Hadoop + YARN : Key to Big Data Platforms in Enterprise | #hadoopsummit

Arun Murthy

Arun Murthy, Founder and Architect, Hortonworks, discussed YARN and Hadoop as a viable solution for enterprises with theCUBE co-hosts Dave Vellante and John Furrier, live at the 2013 Hadoop Summit.

John Furrier pointed out there is a lot of pressure to deliver a viable platform for enterprises, asking Murthy where the industry was in that respect. He stated that Hadoop and YARN are going to be “a big, big piece of the puzzle,” as “YARN allows you to interact with data in ways that were never possible before.”

Betting on YARN


As the company is making a bet that all data is going to end up in Hadoop, “we need to be a platform, not just a solution.” A solution can solve a distinct set of problems, a platform allows people to build solutions on top of it, add enhancements, and innovate.

“Yarn is a re-imagination, re-acrchitecture of Hadoop itself,” Murthy said. It is the second generation of the architecture and allows you to run multiple apps on same platform.

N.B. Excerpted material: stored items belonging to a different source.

PR #1707, opened 2020-11-12
Fixed bug and a race condition

derekcollison:
When under load a call to `LoadMsg()` could return the wrong error since we did not snapshot the last sequence properly and would read it after.

Fixed race condition on clearing cache.

/cc @nats-io/core

### DIFF
--- a/server/filestore.go
+++ b/server/filestore.go
@@ -1513,13 +1513,6 @@ func (mb *msgBlock) clearFlushing() {
 	}
 }
 
-// Lock should not be held.
-func (mb *msgBlock) clearFlushingUnlocked() {
-	mb.mu.Lock()
-	defer mb.mu.Unlock()
-	mb.clearFlushing()
-}
-
 // Lock should be held.
 func (mb *msgBlock) setFlushing() {
 	if mb.cache != nil {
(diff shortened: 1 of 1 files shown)


server/filestore.go
```diff
@@ -1770,7 +1777,7 @@ func (mb *msgBlock) flushPendingMsgs() error {
 
 	// Only one can be flushing at a time.
 	mb.setFlushing()
-	defer mb.clearFlushing()
+	defer mb.clearFlushingUnlocked()
```
kozlovic, line 1780: Would it not be worth moving the original "defer mb.clearFlushing()" after line 1811 and call clearFlushingUnlocked() after write error before returning (around line 1795).

Arguably, defer could even be omitted because after the write and when reacquiring the lock there is currently only 2 places were we return, so could call in place.

The current approach seem just a bit weird because we release the lock and at the execution of this defer will reacquire the lock just to clear the "flag".

kozlovic (approved):
LGTM, but maybe different approach for clear flushing?

server/filestore.go
derekcollison: Yes feels weird(ish) but wanted the defer to make sure it gets done and we do not return and forget..

derekcollison: However let me take another look.

derekcollison: ok take a look now.

kozlovic (approved):
LGTM

PR #1709, opened 2020-11-14
Fix bug when removing the same message from a stream.

derekcollison:
We would release locks and call into upper layers when removing a message.
The upper layers may call back into the lower layers to get more information, such as the subject.
This fix has the storage updates optionally supply the subject for filtered consumers and fixes the bug of double deletes.

/cc @nats-io/core


kozlovic (approved):
LGTM

PR #1710, opened 2020-11-14
Add support for MaxAckPending

derekcollison:

/cc @nats-io/core


ripienaar (approved):

ripienaar:
I think we need to report pending in consumer info too - a consumer might stall and a administrator will want to find out why there is an apparent stall, reporting outstanding acks will help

It gives users the ability to run not just MapReduce, but 7 other algorithms along with it, all in one platform. The key part, he added, was that “you get significantly more value off of your existing investment.”

  • Knitting YARN into the community

On of the biggest strengths of the Hadoop community, Murthy said, was that “it’s very pragmatic,” as it is made up of not just developers, but also professionals who are part of support teams, the people who make sure that implemented platforms and solutions actually work.

Asked about compliance with YARN and Hortonworks Data Platform, he said that the company runs a YARN certification program, which allows certifying applications and tools on the platform, thus when addressing potential customers, they can be sure they are getting “good support and feedback from vendors.”

  • Knitting YARN into the business 

Talking about their customer pool, Murthy said it was spread across different industries and levels of savviness. In many cases, enterprises have 7-8 implementations of Hadoop, and Hortonworks gets called to then help them understand the security, compliance, and auditing aspects and how to run their applications on it. “That is one of the reasons Knox was born,” he added, to “take enterprise requirements and solve them inside the platform.”

The company talks to both customers who understand YARN and its use cases and know specifically what to do with it and those who are just starting out and need to be shown how Hadoop works, how to run jobs, secure it, and only then take it to the next level. A very common use cases is for real time event processing. Companies want an insight, analyzing real time media exchange, and price the item on clicks.

They key message from Hadoop Summit is, according to Murthy, “let’s try and make the core of the system better. If you can help us make the platform and core better, everyone benefits.”